The Jupyter/IPython project is a set of open-source software projects for interactive and exploratory computing. These projects make data science reproducible and multi-language (Python, Julia, R, etc.). The main application developed by the project is the Jupyter/IPython Notebook, a web-based interactive computing platform that allows users to author data- and code-driven narratives that combine live code, equations, narrative text, visualizations, interactive dashboards and other media. These documents provide a complete record of a computation that can be shared with others.

In the past, the Notebook had been a single user web-app deployed by individual users on their own laptops and desktops. This model limits collaboration possibilities and makes it difficult to run the Notebook for larger groups of users. To address these limitations we have built a multiuser version of the Notebook that is designed to be deployed centrally within organizations and on clouds.

This multiuser notebook consists of a set of flexible building blocks that can be assembled in different way. Some of these building blocks include 1) a dynamic proxy for routing web traffic to individual notebook servers, 2) extensible user management and authentication that works with Linux user accounts, OAuth and other systems and 3) extensible methods of spawning individual notebook servers using subprocesses, SSH or Docker.

We will demonstrate a number of different way of deploying these building blocks for different usage cases.

First, we will talk about deploying the multiuser server internally within organizations to groups of trusted users, such as a data science group within a company. In this context, each user will have access to the Notebooks and files in their Linux home directory. The server will support collaboration features based on the Linux permissions model.

Second, we will talk about deploying on the open web. In this context, user accounts can either be anonymous or handled by OAuth and each user is sandboxed inside a Docker container.
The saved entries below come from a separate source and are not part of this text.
PR #181, opened 2021-06-19
Fix lexer to identify single-quote string that immediately occurs after a concatenation (plus sign).

### LINKED ISSUE #180: ietf-inet-types@2020-07-06.yang parsing
Hello,
thanks for this wonderful library.
we are using it for code generation.

I am struggling when parsing the ietf-inet-types@2020-07-06.yang file.

in particular:
```
  typedef email-address {
    type string {
      // dot-atom-text "@" ...
      pattern '[a-zA-Z0-9!#$%&'+"'"+'*+/=?^_`{|}~-]+'
            + '(\.[a-zA-Z0-9!#$%&'+"'"+'*+/=?^_`{|}~-]+)*'
            + '@'
            + '[a-zA-Z0-9!#$%&'+"'"+'*+/=?^_`{|}~-]+'
            + '(\.[a-zA-Z0-9!#$%&'+"'"+'*+/=?^_`{|}~-]+)*';
    }
    description
      "The email-address type represents an email address as
       defined as addr-spec in RFC 5322 section 3.4.1.";
    reference
      "RFC 5322: Internet Message Format";
  }
```

This causes 6 errors:
etf-inet-types@2020-07-06.yang:548:36: +'*+/=?^_`: syntax error
ietf-inet-types@2020-07-06.yang:548:46: {: not an identifier
ietf-inet-types@2020-07-06.yang:548:48: }: syntax error
ietf-inet-types@2020-07-06.yang:549:15: (\.[a-zA-Z0-9!#$%&': syntax error
ietf-inet-types@2020-07-06.yang:549:51: }: syntax error
ietf-inet-types@2020-07-06.yang:550:15: @[a-zA-Z0-9!#$%&': syntax error

But if I read https://datatracker.ietf.org/doc/html/rfc7950#section-6.1.3.1 correct than 
`'[a-zA-Z0-9!#$%&'+"'"+'*+/=?^_`{|}~-]+'`
are 3 strings concatenated by +.

wenovus:
This code makes the new assumption that a `'` that follows `+` must be a string.

This change will break YANG files where there exists an unquoted string that contains a `+'` character substring. Given that this is unlikely, I think this is a fine tradeoff to get cases like #180 working.

Indeed, the current lexer is already assuming `"` cannot exist within an unquoted string (see `lexIdentifier`). This is already a much more restrictive assumption.

NOTE: In YANG1.1:
```
An unquoted string cannot contain any single or double quote
      characters.
```

Fixes #180.


robshakir (approved):
Thanks for the fix Wen!

PR #182, opened 2021-06-19
Add more releases to goyang CI to keep in line with ygot

wenovus:


robshakir (approved):
Thanks for the catch!

PR #183, opened 2021-06-21
Add MatchingEntryExtensions() to search extensions added during uses/augment/include statements

wenovus:
`MatchingExtensions` currently takes in `yang.Node`, which is not quite usable when the user is mostly operating on `yang.Entry` objects.

I think the current `MatchingExtensions` implementation might still be useful in case the user wants to look into the extensions of non-Entry nodes, such as `yang.Type`.


robshakir (approved):
Thanks

PR #184, opened 2021-06-29
Modules.Parse errors out if ms.add(n) fails

### LINKED ISSUE #179: Modules.Parse shouldn't discard error from ms.add(n)
e.g. duplicate modules are detected, but simply ignored by the current implementation. This is actually a question in itself: should we error out or simply emit a warning?

wenovus:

For both of these deployment scenarios we will discuss the performance, security and scalability issues. We will conclude by describing future directions for collaborative data science with the Notebook.

Photo of Brian Granger

Brian Granger

Cal Poly San Luis Obispo

Brian Granger is an Associate Professor of Physics at Cal Poly State
University in San Luis Obispo, CA. He has a background in theoretical physics, with a Ph.D from the University of Colorado. His current research interests include quantum computing, parallel and distributed computing and interactive computing environments for scientific computing and data science. He is a leader of the IPython project, co-founder of Project Jupyter and is an active contributor to a number of other open source projects focused on data science in Python. He is a board member of the NumFocus Foundation and a fellow at Cal Poly’s Center for Innovation and Entrepreneurship. He is @ellisonbg on Twitter and GitHub.

Photo of Fernando Perez

Fernando Perez

UC Berkeley and Lawrence Berkeley National Laboratory

Fernando Perez is a research scientist at the UC Berkeley Helen Wills
Neuroscience Institute, and a founding investigator of the Berkeley Institute
for Data Science, created in 2013. He received a PhD in particle physics,
followed by postdoctoral research in applied mathematics, developing numerical algorithms. Today, his research focuses on creating tools for modern computational research and data science across domain disciplines, with an emphasis on high-level languages, literate computing and reproducible research.

He created IPython while a graduate student in 2001 and continues to lead it as it evolves into the Jupyter Project, now as a collaborative effort with a
talented team that does all the hard work. He regularly lectures about
scientific computing and data science, and is a member of the Python Software Foundation as well as a founding director member of the Numfocus Foundation. He is the recipient of the 2012 Award for the Advancement of Free Software from the Free Software Foundation.

Photo of Kyle Kelley

Kyle Kelley

Netflix

Kyle Kelley is a senior software engineer at Netflix, a maintainer on nteract.io, and a core developer of the IPython/Jupyter project. He wants to help build great environments for collaborative analysis, development, and production workloads for everyone, from small teams to massive scale.